● **Goal of the exercise**
Pull every line holding the word "never" out of the data and copy it.

BEGIN Data to use

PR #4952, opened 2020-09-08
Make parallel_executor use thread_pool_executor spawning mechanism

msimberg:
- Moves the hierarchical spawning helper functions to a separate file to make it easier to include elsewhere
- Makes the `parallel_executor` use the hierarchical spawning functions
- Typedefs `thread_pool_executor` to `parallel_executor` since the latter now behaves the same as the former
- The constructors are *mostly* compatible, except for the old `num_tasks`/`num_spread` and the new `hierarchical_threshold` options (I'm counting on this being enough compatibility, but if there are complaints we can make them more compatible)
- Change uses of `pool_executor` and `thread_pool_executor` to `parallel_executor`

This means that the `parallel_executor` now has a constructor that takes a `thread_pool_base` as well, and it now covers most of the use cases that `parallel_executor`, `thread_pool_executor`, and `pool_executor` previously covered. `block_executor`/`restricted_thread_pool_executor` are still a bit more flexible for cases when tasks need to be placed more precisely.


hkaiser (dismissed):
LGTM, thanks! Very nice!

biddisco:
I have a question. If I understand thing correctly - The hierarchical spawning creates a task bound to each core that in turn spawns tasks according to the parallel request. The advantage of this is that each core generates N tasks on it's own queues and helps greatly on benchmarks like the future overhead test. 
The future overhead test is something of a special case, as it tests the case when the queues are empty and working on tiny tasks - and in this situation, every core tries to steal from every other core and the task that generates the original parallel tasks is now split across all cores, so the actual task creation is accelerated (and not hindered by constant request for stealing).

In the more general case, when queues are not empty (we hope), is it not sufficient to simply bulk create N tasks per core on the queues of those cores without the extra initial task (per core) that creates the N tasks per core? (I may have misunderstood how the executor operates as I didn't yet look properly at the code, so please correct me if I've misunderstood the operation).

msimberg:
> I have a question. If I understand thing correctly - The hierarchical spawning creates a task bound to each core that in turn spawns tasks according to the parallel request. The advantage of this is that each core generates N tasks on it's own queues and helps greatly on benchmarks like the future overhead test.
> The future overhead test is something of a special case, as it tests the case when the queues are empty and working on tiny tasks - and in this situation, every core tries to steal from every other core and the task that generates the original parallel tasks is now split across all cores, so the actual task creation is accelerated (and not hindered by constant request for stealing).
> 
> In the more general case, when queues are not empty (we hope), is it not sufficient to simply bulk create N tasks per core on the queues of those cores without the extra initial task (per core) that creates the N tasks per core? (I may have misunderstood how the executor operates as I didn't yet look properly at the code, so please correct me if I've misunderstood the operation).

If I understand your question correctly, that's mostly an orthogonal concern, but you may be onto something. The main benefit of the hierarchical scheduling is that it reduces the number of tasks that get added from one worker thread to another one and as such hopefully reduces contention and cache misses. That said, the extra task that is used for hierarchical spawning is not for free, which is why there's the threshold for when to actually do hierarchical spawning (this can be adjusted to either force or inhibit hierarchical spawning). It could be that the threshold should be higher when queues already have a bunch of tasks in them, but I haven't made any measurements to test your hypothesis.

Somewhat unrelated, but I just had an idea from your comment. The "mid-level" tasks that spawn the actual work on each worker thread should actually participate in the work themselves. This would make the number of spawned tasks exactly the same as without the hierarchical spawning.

END Data to use
BEGIN Data to use

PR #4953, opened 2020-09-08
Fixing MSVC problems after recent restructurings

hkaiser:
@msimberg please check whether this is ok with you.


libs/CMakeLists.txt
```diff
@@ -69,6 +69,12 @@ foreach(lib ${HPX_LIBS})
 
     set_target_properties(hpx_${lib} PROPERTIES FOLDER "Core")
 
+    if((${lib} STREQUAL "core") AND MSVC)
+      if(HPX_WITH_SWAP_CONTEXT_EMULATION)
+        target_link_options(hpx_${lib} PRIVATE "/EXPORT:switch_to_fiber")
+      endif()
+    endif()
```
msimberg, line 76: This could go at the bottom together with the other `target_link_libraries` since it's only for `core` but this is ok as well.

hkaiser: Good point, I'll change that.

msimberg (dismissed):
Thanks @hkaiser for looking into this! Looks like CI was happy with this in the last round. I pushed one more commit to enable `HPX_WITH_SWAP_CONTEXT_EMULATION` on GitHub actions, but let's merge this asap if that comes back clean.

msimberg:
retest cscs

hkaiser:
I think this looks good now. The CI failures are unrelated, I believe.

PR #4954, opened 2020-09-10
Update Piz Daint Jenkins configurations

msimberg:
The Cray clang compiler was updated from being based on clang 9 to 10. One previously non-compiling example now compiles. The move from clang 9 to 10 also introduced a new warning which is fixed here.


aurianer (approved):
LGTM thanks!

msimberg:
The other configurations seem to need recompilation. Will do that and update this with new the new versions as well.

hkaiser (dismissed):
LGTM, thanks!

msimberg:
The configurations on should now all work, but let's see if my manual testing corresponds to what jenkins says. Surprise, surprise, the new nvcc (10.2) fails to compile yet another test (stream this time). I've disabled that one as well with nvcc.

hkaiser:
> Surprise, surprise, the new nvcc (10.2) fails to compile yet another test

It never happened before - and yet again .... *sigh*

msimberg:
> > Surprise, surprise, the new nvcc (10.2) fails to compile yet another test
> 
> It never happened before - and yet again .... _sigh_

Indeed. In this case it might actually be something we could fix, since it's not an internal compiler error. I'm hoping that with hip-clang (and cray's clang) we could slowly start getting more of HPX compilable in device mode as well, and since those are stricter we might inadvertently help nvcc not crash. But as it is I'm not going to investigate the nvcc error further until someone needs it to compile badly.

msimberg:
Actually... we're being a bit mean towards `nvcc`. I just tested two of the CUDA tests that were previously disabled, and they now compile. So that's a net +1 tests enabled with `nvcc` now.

END Data to use

● **Answer for this exercise**
It never happened before - and yet again .... *sigh*
> It never happened before - and yet again .... _sigh_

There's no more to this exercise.